The Story
Why it exists.
The beginning
The name says it all. Oltremare is Italian for 'beyond the sea', that horizon line you can't quite reach, the crossing that is the point. Enzo Galardi designed this fragrance for the I Trasparenti collection, which translates roughly as the transparent ones. A house known for restraint, Galardi built Oltremare around a specific kind of Mediterranean clarity: a citrus opening sharp enough to cut through, an aromatic heart that settles into something more considered, and a base that brings you back down to earth. It is structured like a journey. The departure is bright. The arrival is warm. What happens in between is why you wear it.

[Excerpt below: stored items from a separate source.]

PR #973, opened 2018-07-25
Updated user api to create social auth if provider_username is present

### LINKED ISSUE #967: Update MM social auth backend to store the MM username as the UID
Update discussions `python-social-auth` implementation for MM to store the MM username as the `uid`. This means that MM will have to change to asserting who the MM user is, rather than effectively forcing the identity as a particular discussions user by setting the JWT token username to the discussions username. There might be some nuance here regarding how we currently craft our JWT token and authenticate against the DRF API with it.

rhysyngsun:
Fixes #967 

#### What's this PR do?
This PR takes a few steps to handling `UserSocialAuth` where the `uid` is the MicroMasters username:

- Updates the user/profile API to accept an optional `uid` (optional for backwards compat). If it's passed, the API creates/updates the username.
- Updates the `BaseJwtAuth` backend to more accurately process the JWT. It does so by passing the JWT payload as `response`, so that the core PSA implementation will populate `uid` based on the looking up `ID_KEY` in the response. 
- Updates the JWT token handling to look up the username if a `provider` is provided. MM will later be updated to pass this *only for user-facing JWTs*. Backend JWTs will not have this so we also preserve the old behavior both for that, and to ensure that we can time delivery of the MM changes separately.

- You could make a test call to the API, but since it's just another optional field this isn't strictly necessary
- You should still be able to authenticate via JWT to the discussions API as a user
- You'll need to test with the MM branch `nl/social_auth_tokens`. If you create a `UserSocialAuth` record for your user with `provider='micromasters', uid='$MM_USERNAME'` you should be able to update MM `OPEN_DISCUSSIONS_REDIRECT_URL` to point to `/complete/micromasters` and see that properly give you a session for that user. **NOTE:** the MM username needs to be `User.username`, this is *not* the same as `SETTINGS.user.username`.


gsidebo:
Don't know if this was an error on my end, but I followed your instructions to test and the resulting `extra_data` property of the `UserSocialAuth` record looks like this after I linked from Micromasters: `{'auth_time': 1532639760, 'email': '', 'username': 'gsidebo'}`. The `email` is supposed to be populated, right? If I just created my initial `UserSocialAuth` record incorrectly, or if that value is supposed to be blank, let me know. Everything seems to work otherwise

authentication/api.py
```diff
@@ -52,12 +52,14 @@ def create_user(username, email, profile_data=None, user_extra=None):
     return user
 
 
-def create_micromasters_social_auth(user):
+def create_or_update_micromasters_social_auth(user, uid, details):
     """
-    Creates a MicroMasters social auth for a user
+    Creates a or updates MicroMasters social auth for a user
```
gsidebo: ~~Creates a or updates~~ --> Creates or updates

authentication/api.py
```diff
@@ -68,15 +70,15 @@ def create_micromasters_social_auth(user):
...
-            'username': str(user.username),
-        }, {})
-        social.set_extra_data(extra_data)
-        return social
+        social = storage.user.create_social_auth(user, uid, MicroMastersAuth.name)
     except IntegrityError:
         # if the user already has a social auth for MM, we don't want to fail
         # so just return the existing one
-        return storage.user.get_social_auth_for_user(user, provider=MicroMastersAuth.name)
+        social = storage.user.get_social_auth_for_user(user, provider=MicroMastersAuth.name).filter(uid=uid).first()
```
gsidebo: You're not returning here anymore, so the comment above needs to be updated

rhysyngsun:
@gsidebo addressed feedback

gsidebo:
@rhysyngsun Sorry if it was unclear above. I'm still seeing an empty `email` value in my `extra_data` field for the social auth object created when I log in via Micromasters. I produced this by logging out of OD, deleting the existing Micromasters `UserSocialAuth` object, then using the discussions link in the MM dashboard.

```python
{'_state': <django.db.models.base.ModelState at 0x7f540a4562e8>,
  'extra_data': {'auth_time': 1532965804, 'email': '', 'username': 'gsidebo'},
  'id': 7,
  'provider': 'micromasters',
  'uid': 'gsidebo',
  'user_id': 37}
```

Don't know if it's relevant or if it's even expected behavior, but it appears that a new OD user was created instead of associating with my existing user that shares an email address with the MM user and was authenticated via email

rhysyngsun:
@gsidebo until https://github.com/mitodl/open-discussions-client/pull/31 is merged and MM updated you won't see email get populated since it needs to come in using the `uid` passed in the code introduced in this PR.

gsidebo:
@rhysyngsun Ah, got it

The combination of red tea and mate in the heart is unusual for a citrus fragrance. Where most fresh scents flatten after the opening, Oltremare uses these herbal, slightly bitter notes to keep the composition alive. Add violet leaf and rhubarb and you get something that reads as marine, not aquatic in the synthetic sense, but in the way wet stone and sea air smell when the tide is going out. The base then rounds everything into warmth: Indian sandalwood and Indonesian patchouli with a whisper of ambergris and white musk. It is the part of the journey most people don't expect, and it is the reason the fragrance lingers.
The evolution
The opening arrives all at once. Citrus, yes, but green citrus, unpeeled, the kind that makes your eyes water if you get too close. Bergamot and Sicilian lemon dominate, with a faint bitter edge from the bigarade that keeps it from being sweet. This phase lasts about twenty minutes before it begins to give way. The heart is where Oltremare earns its name. Red tea and mate come forward, not as tea in the British sense, but as an aromatic, slightly smoky herb that smells like the hour before noon. Juniper berries add a resinous lift. Geranium keeps everything green without becoming floral. Rhubarb contributes a tartness that reads as mineral, like wet stone. By hour two, the citrus is a memory. The base takes over slowly: sandalwood first, then patchouli settling in like sediment. Ambergris and white musk make the drydown intimate, close to the skin, the kind of warmth another person discovers only when they lean in. Six to eight hours is the range on most skin types. It does not fill a room. It does not need to.
Cultural impact
Part of the I Trasparenti collection, the transparent ones, Oltremare occupies a specific space in the Bois 1920 catalogue as the house's answer to those who want freshness without lightness. It has built a following among wearers who find most citrus fragrances fleeting and want something that earns its drydown. The combination of red tea, mate, and rhubarb in the heart gives it an aromatic complexity that stands apart from mainstream aquatic freshies. It is not a crowd-pleaser by design, but those who find it tend to keep wearing it.